Вполне допускаю, что я это просто выдумал. Но мне тем не менее твердо запомнилось, что именно эта фраза была напечатана когда-то в школьных прописях. Там, впрочем, даже и без покусанной осой «Зои» было полно примеров, отмеченных повышенной депрессивностью, тревожностью и прочим «нуаром». Например: «Полина плачет», «Гоша ушибся» или «У Нюры рана».
Еще, кстати, и поэтому, а не только по причине своего неисправимо кошмарного почерка, я ненавидел уроки чистописания.

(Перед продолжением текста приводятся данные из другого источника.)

Issue #4283, opened 2022-04-01
Performance: Iterating across published versions can be slow


asalem1:
In cases where a lot of data is being queried, iterating through the published versions of a notebook can be slow. We should we what we can do to make the experience a bit more responsive and quick

subirjolly:
I'd like to start identifying the performance issues I am seeing and things I have worked on. Those fixes might be removed, if we think they aren't as useful or needed.

**Performance Issues**
1. Version List Delay - Fixed by Caching - Not needed(Per Review)
**Before** 
![image](https://user-images.githubusercontent.com/1637395/165550913-daba7c96-4334-4715-a356-1244b3d9d294.png)
**After**
![image](https://user-images.githubusercontent.com/1637395/165551021-a3a6cd2d-73f8-4cc9-b748-2136d6690e4a.png)

2. Ability to cancel queries. What I understood was that when we are moving away from one version to another or from a version back to the notebook, the longer running or high data fetching queries might make browser a little unstable. So, I added the cancellation of queries when we interact with other version(s) or go back to notebook.

I am still trying to identify performance issues. Will update this issue when I encounter more cases.

subirjolly:
https://github.com/influxdata/ui/pull/4504 - Closed PR - No need for this.
https://github.com/influxdata/ui/pull/4505 - Merged.

subirjolly:
**Performance Issue #: 3**
I have noticed that the entire UI gets stalls or hangs when a big query is running. It does periodically give control back to the mouse/browser and other components but the entire tab and mouse seems to be stuck in a particular state.

I am trying to figure out if it's possible to keep the processing localized to the components making calls.

subirjolly:
@asalem1 has tackled the `fromFlux` issue. The performance looks a lot better. There's still some hang which is happening because of the 2nd slower area(`for` loop), specifically `csvParse` to an extent.

asalem1:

Вот и снова этот Смирнов. У меня и на самом деле был приятель детства с таким именем. Потом, по мере своего непредусмотренного появления в различных моих текстах он все больше превращался в персонажа полуреального, полубеллетристического, становился постепенно обобщенным, собирательным «другом детства». Этот условный «Смирнов» фигурирует не только в этом тексте, но и во многих последующих. Но в этом он появляется впервые.
В общем, реальный Саша Смирнов действительно однажды сломал ногу, спрыгнув с сарая. И я при этом присутствовал.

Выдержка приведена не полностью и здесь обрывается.